In 2019 USGS and the U.S. Environmental Protection Agency (EPA) Region 1 initiated a study to measure spatial and temporal patterns of nitrogen loading in selected rivers on Cape Cod and then determine whether the measured patterns can be related to nitrogen source areas in the surrounding watersheds to prioritize nitrogen reduction efforts. Study results will improve understanding of nitrogen sources and discharge to Cape Cod rivers and provide quantitative estimates of surface-water nitrogen loads to coastal embayments.
Recent studies by USGS have shown that focused groundwater discharge occurs in the Quashnet, Mashpee, and Santuit Rivers on Cape Cod (Rosenberry and others, 2016; Briggs and others, 2018; Hull, 2018, written commun.). Groundwater discharge to the stream channel occurs mainly in discrete areas that appear to be related to local features such as the permeability of streambed sediments, hydrogeologic conditions in the underlying aquifer, and river morphology. The extent of focused groundwater discharge in other Cape Cod rivers is not known, but similar patterns of discrete discharge are likely. Focused groundwater discharge has implications for nitrogen loading to rivers and downstream receiving water bodies because a substantial fraction of the total nitrogen load may originate from these discrete areas. If areas of focused discharge receiving high nitrate loads can be located, it may be possible to identify the associated sources in the watershed for targeted management of wastewater nitrogen.
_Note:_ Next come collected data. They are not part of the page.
PR #402, opened 2021-12-30
Fix xrefs

ncfavier:
A temporary fix for points 1 and 2 of #303.

This is bad for many reasons:

- only works for NixOS options. I don't even know how non-NixOS options are supposed to reference one another, and this might change anyway with the markdown conversion(?).
- relies on heuristics for undoing [the conversion](https://github.com/NixOS/nixpkgs/blob/7771661d93bad2f3d1d7c65852a918afd2a2bcf1/nixos/lib/make-options-doc/options-to-docbook.xsl#L23) between option names and XML ids, which will probably break at some point or for some weird edge cases.
- hardcodes `unstable` as the channel to use in links. Otherwise we would need to pass the channel name along all the way to the `render` function, which requires some refactoring.
- creates a temporary file containing the Lua filter for each call to `render`. I don't know enough Rust to figure out how to make the file persist between calls while still being deleted on exit. Also, maybe it would be better to ship those files (`fix-xrefs.lua`, `flake_info.nix`, `packages-config.nix`) in the `flake_info` package directly instead of using temporary files.

...but it should at least fix the immediate issue.

cc @jtojnar


jtojnar:
Does not seem to work here: https://61cdc6e06b639f6c0dc31cf0--nixos-search.netlify.app/options?channel=21.11&show=services.openssh.authorizedKeysFiles&from=0&size=50&sort=relevance&type=packages&query=services.openssh.authorizedKeysFiles

ncfavier:
The backend changes aren't propagated to elasticsearch for the automated deployments. I've triggered the nixpkgs import workflow on this branch manually now.

The rendered description for that option is

```xml
<rendered-docbook><p>Specify the rules for which files to read on the host. This is an advanced option. If you're looking to configure user keys, you can generally use <a href="https://search.nixos.org/options?channel=unstable&amp;show=users.users.&lt;name&gt;.openssh.authorizedKeys.keys&amp;query=users.users.&lt;name&gt;.openssh.authorizedKeys.keys">users.users.&lt;name&gt;.openssh.authorizedKeys.keys</a> or <a href="https://search.nixos.org/options?channel=unstable&amp;show=users.users.&lt;name&gt;.openssh.authorizedKeys.keyFiles&amp;query=users.users.&lt;name&gt;.openssh.authorizedKeys.keyFiles">users.users.&lt;name&gt;.openssh.authorizedKeys.keyFiles</a>. These are paths relative to the host root file system or home directories and they are subject to certain token expansion rules. See AuthorizedKeysFile in man sshd_config for details.</p>
</rendered-docbook>
```

> <p>Specify the rules for which files to read on the host. This is an advanced option. If you're looking to configure user keys, you can generally use <a href="https://search.nixos.org/options?channel=unstable&amp;show=users.users.&lt;name&gt;.openssh.authorizedKeys.keys&amp;query=users.users.&lt;name&gt;.openssh.authorizedKeys.keys">users.users.&lt;name&gt;.openssh.authorizedKeys.keys</a> or <a href="https://search.nixos.org/options?channel=unstable&amp;show=users.users.&lt;name&gt;.openssh.authorizedKeys.keyFiles&amp;query=users.users.&lt;name&gt;.openssh.authorizedKeys.keyFiles">users.users.&lt;name&gt;.openssh.authorizedKeys.keyFiles</a>. These are paths relative to the host root file system or home directories and they are subject to certain token expansion rules. See AuthorizedKeysFile in man sshd_config for details.</p>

In 2019, the USGS in cooperation with the EPA Southeast New England Program for Coastal Watershed Restoration (SNEP) initiated a study on Cape Cod to investigate this issue.
The objectives of the study are to design, test, and evaluate approaches for using field observations and groundwater-flow simulations to identify areas of high nitrogen loading to selected rivers on Cape Cod; investigate whether the source areas associated with the high nitrogen-loading areas can be identified for targeted nitrogen management efforts; and provide guidance to Cape Cod stakeholders on the application of study results to targeted nitrogen reduction efforts. Targeted reduction of nitrogen and other wastewater constituents to rivers may expedite load reductions to receiving coastal embayments on Cape Cod. A combination of newly collected streamflow and water-quality data from Cape Cod rivers and previously published GIS layers and regional groundwater flow models (Walter and others, 2016, 2019) will be used in the analysis.
During September 2019, USGS hydrologists and hydrographers measured streamflow and collected water samples for nitrate analysis at multiple locations on 10 rivers on Cape Cod that drain to Vineyard and Nantucket Sounds (fig. 1). These data provide profiles of streamflow, nitrate concentration, and nitrate loads along the non-tidal lengths of the rivers, as shown in figure 2 for the Santuit River. Future field data collection will focus on additional sampling to evaluate temporal variability in the magnitude and spatial patterns of nitrogen loading in selected rivers and more detailed assessments of groundwater and nitrogen discharge in selected river reaches.